Menurut dia, berdasarkan Peraturan Menteri Ketenagakerjaan nomor 1 tahun 2020 tentang Perubahan atas Peraturan Menteri Ketenagakerjaan Nomor 33 Tahun 2016 tentang Tata Cara Pengawasan Ketenagakerjaan disebutkan seorang pengawas wajib memeriksa perusahaan paling sedikit 5 perusahaan tiap bulan atau 60 perusahaan setahun.
“Jika dilihat data 343 ribu perusahaan yang harus diawasi pengawas ketenagakerjaan, maka satu pengawas harus mengawasi 203 perusahaan yang baru selesai dalam waktu 3,5 tahun,” ujarnya.
Felly menjelaskan, dalam Undang-Undang nomor 13 tahun 2003 tentang Ketenagakerjaan, pengawas ketenagakerjaan berperan melakukan pengawasan dan penegakkan aturan perundang-undangan bidang ketenagakerjaan.
Karena itu, peran pengawas ketenagakerjaan menjadi ujung tombak sebagai penguatan perlindungan tenaga kerja dan pembangunan ketenagakerjaan.
Namun lanjut dia, kedudukan pengawas ketenagakerjaan dalam aturan di beberapa undang-undang, posisinya berbeda-beda.

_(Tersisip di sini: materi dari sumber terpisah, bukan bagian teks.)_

PR #1663, opened 2024-11-30
[feature] install blazer

donrestarone:
global admins can now access [Blazer](https://github.com/ankane/blazer), for running SQL queries for BI and Data Science purposes: 

Screen Shot 2024-11-30 at 5 21 25 PM

Screen Shot 2024-11-30 at 5 21 51 PM


donrestarone:
note: 

read .yml files with ERB evaluated: 

``` ruby
APP_CONFIG = YAML.load(ERB.new(File.read("#{Rails.root}/config/blazer.yml")).result)
```

PR #1684, opened 2025-10-16
initialize devise mailer using correct schema (#1683)

restarone-solutions:
* initialize devise mailer using correct schema

* read passed in schema

---------


restarone-solutions:
doesn't fix the problem, closing

PR #1696, opened 2025-11-05
install revolvapp, frontend work - WIP

restarone-solutions:
Screenshot 2025-11-05 at 11 06 52 AM


restarone-solutions:
⚠️  investigate revolvapp broken in review app: 
Screenshot 2025-11-06 at 11 31 55 AM

godie:
The problem was with the pack or webpack thing you was adding the styles and javascript and the thing the webpack was doing is separate in 2 files the javascript and css so then you didn't add the css of the generate compile file with the helper function stylesheet_pack_tag but you already have the javascript with javascript_pack_tag and when the precompile assets occurs well create the two files in this case cms-{hash}.js and cms-{hash}.css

Misalnya di UU Ketenagakerjaan disebutkan kedudukan pengawas berada di provinsi dan kabupaten/kota, berbeda dengan pengaturan di UU nomor 21 tahun 2003 tentang Pengesahan Konvensi ILO No. 81 Mengenai Pengawasan Ketenagakerjaan dalam Industri dan Perdanganan yang menyebutkan kedudukan pengawas ketenagakerjaan berada di pusat.
Lalu di UU Pemerintahan Daerah menentukan Pengawas Ketenagakerjaan dilakukan di pusat dan Provinsi. Ini menjadi persoalan dalam optimalisasi kinerja pengawas ketenagakerjaan.
Hadir dalam Raker tersebut Menaker, Kepala BP2MI, Dewan Pengawas dan Dirut BPJS Ketenagakerjaan. (duk)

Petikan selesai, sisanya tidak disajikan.